- [Required work]: Start at the line below containing "PR #13903, opened 2021-01-28" and stop at the line containing "4. Start scan few times in the app". Repeat every line of that stretch exactly, and nothing outside it.

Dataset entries
· · ·

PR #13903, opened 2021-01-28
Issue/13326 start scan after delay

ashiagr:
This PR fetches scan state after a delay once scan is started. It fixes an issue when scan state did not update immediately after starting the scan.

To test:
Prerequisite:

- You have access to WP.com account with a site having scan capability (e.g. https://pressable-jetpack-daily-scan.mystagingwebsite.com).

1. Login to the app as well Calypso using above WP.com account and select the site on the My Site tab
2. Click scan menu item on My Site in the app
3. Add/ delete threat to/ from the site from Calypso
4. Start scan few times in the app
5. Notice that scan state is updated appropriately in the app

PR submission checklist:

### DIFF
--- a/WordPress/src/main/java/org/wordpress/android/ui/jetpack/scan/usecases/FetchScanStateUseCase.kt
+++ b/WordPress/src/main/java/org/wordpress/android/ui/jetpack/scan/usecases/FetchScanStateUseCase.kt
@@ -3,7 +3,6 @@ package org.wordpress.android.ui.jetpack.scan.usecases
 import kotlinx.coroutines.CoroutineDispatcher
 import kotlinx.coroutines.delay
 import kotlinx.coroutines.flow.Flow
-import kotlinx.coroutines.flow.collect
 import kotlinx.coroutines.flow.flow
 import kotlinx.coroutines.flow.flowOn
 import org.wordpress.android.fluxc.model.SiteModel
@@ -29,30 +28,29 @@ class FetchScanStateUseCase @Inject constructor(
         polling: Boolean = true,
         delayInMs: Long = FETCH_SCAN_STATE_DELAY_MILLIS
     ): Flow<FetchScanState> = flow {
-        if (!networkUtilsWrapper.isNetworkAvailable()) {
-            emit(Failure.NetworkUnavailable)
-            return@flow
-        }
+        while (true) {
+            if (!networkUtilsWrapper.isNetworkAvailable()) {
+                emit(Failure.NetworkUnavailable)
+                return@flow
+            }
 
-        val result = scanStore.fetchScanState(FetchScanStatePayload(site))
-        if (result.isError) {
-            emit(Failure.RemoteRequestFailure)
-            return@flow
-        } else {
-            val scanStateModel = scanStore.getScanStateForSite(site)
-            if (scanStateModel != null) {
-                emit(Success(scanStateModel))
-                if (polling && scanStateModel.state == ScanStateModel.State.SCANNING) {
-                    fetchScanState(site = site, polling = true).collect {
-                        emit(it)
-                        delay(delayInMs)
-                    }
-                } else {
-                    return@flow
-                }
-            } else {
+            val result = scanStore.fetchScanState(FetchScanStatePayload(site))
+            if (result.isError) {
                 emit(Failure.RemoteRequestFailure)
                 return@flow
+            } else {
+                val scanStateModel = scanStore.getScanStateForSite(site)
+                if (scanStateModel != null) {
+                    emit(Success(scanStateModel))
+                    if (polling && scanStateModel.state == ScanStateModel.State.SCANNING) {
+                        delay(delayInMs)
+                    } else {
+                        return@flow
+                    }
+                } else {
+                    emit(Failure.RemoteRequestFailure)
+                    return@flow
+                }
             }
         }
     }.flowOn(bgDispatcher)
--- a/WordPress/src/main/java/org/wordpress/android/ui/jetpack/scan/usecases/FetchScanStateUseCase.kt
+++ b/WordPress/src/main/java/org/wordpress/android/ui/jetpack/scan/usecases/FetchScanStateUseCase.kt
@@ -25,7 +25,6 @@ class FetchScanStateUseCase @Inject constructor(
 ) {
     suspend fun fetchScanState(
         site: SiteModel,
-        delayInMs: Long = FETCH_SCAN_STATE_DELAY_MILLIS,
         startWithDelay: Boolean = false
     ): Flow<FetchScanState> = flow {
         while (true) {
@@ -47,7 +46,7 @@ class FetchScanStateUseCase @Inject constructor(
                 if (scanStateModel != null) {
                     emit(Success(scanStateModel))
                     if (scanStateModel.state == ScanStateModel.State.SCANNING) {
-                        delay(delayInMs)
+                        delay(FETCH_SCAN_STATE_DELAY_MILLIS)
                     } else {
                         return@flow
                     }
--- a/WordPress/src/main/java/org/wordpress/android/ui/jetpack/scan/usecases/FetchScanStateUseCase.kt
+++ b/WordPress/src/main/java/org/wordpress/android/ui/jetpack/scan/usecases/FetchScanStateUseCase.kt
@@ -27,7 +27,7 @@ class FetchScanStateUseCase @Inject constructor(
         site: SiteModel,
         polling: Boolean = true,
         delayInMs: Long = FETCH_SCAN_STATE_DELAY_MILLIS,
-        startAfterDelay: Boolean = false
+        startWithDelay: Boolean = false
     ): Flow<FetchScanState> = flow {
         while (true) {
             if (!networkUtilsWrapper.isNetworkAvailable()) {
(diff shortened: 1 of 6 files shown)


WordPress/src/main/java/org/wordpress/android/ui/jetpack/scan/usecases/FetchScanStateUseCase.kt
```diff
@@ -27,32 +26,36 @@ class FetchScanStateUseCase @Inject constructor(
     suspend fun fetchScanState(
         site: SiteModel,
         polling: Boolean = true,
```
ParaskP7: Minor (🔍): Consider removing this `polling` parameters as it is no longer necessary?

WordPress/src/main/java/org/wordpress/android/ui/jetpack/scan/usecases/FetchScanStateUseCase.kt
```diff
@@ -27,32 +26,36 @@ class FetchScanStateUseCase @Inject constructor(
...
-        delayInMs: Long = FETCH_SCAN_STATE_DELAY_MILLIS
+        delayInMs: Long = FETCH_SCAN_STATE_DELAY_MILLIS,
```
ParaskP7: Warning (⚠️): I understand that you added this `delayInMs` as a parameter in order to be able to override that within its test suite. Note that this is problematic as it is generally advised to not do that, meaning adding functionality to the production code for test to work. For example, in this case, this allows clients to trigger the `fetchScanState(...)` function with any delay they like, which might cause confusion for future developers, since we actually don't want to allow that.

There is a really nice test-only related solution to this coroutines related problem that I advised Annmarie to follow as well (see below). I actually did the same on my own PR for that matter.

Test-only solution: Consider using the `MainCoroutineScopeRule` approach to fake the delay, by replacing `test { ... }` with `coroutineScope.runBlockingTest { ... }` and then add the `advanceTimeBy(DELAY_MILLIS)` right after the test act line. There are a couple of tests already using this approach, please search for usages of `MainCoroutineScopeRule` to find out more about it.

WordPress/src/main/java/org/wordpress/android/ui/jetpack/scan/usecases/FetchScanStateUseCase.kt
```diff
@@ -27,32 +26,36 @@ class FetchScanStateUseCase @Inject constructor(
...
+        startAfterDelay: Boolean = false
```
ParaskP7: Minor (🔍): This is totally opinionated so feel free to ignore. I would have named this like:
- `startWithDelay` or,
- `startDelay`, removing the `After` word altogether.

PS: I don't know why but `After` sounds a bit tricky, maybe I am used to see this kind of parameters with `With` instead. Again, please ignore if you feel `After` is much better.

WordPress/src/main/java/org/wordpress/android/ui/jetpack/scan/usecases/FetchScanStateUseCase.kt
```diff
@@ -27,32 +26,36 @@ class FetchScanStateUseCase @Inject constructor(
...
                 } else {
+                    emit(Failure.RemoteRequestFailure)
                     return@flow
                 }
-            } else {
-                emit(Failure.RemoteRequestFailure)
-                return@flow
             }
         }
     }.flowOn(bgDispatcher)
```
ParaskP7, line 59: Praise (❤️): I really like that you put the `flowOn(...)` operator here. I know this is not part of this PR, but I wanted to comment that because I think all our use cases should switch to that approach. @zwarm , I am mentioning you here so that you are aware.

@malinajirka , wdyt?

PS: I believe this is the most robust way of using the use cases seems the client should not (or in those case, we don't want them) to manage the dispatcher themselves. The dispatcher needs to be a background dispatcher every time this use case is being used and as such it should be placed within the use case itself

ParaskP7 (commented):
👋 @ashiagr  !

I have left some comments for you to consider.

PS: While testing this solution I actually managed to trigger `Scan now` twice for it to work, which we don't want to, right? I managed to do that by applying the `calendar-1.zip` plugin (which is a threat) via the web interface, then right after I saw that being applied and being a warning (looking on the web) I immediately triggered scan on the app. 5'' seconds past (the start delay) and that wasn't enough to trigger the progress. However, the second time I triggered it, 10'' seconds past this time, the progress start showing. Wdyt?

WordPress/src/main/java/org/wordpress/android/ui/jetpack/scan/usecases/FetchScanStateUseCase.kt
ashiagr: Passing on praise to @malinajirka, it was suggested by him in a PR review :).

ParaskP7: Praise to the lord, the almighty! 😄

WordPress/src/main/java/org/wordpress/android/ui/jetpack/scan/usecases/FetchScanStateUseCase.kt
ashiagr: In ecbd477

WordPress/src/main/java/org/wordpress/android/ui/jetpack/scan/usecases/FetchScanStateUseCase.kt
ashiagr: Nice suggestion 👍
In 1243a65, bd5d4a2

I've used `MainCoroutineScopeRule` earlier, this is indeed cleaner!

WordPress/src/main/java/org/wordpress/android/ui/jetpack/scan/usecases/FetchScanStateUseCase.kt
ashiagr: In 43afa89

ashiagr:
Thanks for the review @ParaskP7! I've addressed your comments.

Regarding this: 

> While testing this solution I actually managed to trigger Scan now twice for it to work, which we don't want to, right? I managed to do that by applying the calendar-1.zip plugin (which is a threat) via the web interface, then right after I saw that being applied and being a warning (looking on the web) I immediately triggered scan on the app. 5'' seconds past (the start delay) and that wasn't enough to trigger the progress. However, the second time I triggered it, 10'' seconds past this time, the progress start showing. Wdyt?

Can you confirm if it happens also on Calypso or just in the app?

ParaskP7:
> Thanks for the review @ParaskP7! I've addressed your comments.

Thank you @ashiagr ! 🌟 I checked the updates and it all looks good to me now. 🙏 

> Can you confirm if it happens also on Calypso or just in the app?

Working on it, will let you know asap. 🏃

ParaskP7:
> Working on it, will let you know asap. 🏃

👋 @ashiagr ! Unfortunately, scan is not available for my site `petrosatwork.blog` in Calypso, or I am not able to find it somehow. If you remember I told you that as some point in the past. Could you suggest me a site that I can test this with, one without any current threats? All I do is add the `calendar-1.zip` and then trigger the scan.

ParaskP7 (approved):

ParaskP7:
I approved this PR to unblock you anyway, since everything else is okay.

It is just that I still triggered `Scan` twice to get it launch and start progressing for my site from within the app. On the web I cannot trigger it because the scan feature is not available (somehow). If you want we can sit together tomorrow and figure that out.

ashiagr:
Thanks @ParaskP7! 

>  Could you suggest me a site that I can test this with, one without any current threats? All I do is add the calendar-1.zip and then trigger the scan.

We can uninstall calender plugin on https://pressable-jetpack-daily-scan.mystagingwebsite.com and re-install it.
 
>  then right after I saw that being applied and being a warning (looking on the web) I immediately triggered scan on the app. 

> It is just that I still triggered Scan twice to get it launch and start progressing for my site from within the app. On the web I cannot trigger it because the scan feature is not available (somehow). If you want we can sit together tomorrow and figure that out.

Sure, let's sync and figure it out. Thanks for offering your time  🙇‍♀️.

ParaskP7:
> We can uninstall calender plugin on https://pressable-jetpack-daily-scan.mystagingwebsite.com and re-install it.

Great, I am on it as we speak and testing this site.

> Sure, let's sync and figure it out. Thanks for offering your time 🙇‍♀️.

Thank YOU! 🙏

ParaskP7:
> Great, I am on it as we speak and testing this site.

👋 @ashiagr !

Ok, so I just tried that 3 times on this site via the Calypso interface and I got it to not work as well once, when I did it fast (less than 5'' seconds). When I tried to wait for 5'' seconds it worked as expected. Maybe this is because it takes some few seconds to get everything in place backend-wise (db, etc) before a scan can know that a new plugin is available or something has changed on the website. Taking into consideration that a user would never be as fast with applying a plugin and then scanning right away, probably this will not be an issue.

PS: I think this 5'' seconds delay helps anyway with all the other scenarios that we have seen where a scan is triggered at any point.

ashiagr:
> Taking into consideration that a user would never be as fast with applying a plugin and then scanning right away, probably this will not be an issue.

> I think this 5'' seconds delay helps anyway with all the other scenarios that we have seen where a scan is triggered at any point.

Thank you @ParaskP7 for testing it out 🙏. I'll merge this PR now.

· · ·

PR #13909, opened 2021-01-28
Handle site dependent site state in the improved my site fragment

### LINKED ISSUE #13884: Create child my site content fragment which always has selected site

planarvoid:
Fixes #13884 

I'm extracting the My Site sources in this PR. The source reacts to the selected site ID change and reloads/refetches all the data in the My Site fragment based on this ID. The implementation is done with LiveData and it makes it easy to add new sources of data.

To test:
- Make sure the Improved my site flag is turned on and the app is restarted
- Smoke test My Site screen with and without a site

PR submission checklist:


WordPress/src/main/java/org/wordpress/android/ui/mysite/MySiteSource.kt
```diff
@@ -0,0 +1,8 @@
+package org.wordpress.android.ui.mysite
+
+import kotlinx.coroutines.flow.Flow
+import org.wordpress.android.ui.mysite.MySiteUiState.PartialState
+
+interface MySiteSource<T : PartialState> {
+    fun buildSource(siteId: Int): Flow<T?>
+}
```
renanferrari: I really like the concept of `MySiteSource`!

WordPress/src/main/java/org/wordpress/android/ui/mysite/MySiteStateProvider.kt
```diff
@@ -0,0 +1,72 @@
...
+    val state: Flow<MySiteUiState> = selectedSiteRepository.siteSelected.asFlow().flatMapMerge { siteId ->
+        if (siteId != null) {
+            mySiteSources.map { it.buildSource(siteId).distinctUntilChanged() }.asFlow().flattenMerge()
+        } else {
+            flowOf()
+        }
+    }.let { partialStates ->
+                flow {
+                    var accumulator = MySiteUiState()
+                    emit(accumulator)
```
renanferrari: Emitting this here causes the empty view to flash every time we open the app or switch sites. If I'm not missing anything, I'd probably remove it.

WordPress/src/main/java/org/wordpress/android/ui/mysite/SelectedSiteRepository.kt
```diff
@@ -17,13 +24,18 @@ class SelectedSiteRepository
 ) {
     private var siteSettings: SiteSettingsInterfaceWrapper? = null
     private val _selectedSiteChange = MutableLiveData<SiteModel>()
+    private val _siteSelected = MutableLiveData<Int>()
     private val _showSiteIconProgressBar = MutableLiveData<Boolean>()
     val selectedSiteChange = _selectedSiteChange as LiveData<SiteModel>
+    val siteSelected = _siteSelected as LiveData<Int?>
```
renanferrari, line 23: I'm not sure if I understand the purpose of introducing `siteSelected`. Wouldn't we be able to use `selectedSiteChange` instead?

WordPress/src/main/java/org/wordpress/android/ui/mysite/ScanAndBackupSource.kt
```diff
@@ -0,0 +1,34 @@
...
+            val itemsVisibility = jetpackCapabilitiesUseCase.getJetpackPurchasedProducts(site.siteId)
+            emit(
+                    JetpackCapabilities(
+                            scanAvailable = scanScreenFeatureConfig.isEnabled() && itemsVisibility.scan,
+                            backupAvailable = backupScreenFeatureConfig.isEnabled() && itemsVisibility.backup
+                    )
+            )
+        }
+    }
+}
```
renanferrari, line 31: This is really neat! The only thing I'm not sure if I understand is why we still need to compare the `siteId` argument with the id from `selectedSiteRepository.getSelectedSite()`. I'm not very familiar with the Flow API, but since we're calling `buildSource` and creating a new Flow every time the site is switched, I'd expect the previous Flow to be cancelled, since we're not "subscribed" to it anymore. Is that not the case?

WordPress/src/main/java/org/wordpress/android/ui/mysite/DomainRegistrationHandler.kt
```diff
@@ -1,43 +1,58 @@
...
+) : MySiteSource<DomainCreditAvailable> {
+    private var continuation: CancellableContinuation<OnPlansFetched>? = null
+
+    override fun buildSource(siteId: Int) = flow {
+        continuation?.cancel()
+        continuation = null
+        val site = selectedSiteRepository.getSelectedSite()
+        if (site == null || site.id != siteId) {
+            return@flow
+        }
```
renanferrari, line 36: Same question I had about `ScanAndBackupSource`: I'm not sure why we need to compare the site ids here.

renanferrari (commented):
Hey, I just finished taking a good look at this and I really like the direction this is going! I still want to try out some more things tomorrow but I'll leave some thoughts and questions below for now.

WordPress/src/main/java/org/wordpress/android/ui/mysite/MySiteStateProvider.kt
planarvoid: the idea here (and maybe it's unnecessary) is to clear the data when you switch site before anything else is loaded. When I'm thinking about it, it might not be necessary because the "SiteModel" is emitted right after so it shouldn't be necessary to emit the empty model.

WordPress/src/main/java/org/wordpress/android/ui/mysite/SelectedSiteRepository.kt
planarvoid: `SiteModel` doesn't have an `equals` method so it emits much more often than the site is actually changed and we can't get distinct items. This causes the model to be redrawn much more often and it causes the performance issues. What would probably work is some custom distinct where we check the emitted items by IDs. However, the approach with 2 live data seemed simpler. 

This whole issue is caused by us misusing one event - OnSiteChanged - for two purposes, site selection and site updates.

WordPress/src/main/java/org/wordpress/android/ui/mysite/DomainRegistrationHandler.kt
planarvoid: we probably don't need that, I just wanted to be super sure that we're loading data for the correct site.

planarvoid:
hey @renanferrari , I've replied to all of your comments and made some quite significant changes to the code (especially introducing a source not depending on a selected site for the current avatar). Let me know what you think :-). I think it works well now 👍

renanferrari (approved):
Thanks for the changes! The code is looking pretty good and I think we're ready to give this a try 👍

· · ·

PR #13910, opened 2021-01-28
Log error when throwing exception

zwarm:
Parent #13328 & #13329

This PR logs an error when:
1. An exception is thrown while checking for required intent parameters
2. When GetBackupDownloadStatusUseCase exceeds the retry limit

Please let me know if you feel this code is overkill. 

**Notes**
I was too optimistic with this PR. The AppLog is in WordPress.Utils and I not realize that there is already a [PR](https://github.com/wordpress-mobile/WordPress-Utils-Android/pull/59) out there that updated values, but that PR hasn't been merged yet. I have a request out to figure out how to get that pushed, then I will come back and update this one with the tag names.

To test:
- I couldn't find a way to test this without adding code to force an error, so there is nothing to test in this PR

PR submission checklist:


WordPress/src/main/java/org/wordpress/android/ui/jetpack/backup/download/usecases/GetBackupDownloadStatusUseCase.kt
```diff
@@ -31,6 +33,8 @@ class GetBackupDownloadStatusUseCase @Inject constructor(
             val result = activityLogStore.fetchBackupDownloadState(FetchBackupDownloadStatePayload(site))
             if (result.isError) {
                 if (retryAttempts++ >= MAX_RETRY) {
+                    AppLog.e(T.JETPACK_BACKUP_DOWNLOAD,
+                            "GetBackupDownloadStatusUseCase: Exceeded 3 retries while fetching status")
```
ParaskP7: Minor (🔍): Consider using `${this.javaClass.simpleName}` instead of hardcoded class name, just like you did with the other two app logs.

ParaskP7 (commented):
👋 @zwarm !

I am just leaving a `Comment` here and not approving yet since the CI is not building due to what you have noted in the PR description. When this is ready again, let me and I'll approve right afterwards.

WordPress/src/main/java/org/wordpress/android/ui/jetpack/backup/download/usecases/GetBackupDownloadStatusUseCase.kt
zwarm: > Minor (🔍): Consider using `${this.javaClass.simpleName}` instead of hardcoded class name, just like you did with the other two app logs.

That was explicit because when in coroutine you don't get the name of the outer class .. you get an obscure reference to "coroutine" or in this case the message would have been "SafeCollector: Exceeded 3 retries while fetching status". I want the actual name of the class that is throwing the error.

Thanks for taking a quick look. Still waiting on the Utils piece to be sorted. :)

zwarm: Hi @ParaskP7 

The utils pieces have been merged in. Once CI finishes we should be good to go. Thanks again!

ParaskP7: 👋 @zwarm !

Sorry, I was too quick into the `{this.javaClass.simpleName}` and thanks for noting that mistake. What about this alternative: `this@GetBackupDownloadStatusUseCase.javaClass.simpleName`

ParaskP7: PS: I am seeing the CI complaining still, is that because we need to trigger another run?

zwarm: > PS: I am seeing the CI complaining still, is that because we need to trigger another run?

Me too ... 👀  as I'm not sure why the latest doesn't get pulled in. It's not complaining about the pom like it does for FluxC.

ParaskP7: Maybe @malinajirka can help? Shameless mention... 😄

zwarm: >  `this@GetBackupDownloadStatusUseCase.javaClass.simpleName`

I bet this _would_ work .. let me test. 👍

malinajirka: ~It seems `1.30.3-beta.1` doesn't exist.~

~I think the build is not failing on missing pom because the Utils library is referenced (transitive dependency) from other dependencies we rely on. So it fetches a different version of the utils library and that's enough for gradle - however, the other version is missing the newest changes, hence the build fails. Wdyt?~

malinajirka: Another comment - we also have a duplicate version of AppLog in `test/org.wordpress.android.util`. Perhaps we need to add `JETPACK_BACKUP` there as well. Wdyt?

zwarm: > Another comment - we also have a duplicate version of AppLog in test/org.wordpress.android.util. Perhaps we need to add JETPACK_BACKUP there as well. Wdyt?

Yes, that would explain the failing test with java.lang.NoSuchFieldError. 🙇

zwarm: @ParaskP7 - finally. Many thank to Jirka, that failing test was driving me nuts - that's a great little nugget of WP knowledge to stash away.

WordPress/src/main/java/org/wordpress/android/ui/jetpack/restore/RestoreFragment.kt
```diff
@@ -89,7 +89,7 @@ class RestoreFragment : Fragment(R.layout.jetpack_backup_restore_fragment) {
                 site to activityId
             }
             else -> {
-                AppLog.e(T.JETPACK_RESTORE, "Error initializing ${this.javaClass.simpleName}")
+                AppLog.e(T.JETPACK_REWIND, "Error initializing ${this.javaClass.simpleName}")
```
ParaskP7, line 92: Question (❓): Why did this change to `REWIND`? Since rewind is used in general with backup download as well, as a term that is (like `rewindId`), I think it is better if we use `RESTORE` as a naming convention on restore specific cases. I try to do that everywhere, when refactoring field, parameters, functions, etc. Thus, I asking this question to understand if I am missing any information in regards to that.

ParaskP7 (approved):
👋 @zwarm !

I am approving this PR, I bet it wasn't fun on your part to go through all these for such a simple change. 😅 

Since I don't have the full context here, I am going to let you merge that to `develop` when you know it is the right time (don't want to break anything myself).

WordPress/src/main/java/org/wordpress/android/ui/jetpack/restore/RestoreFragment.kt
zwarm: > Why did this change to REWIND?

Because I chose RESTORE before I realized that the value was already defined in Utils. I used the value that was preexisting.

· · ·

- [Written solution]:
PR #13903, opened 2021-01-28
Issue/13326 start scan after delay

ashiagr:
This PR fetches scan state after a delay once scan is started. It fixes an issue when scan state did not update immediately after starting the scan.

To test:
Prerequisite:

- You have access to WP.com account with a site having scan capability (e.g. https://pressable-jetpack-daily-scan.mystagingwebsite.com).

1. Login to the app as well Calypso using above WP.com account and select the site on the My Site tab
2. Click scan menu item on My Site in the app
3. Add/ delete threat to/ from the site from Calypso
4. Start scan few times in the app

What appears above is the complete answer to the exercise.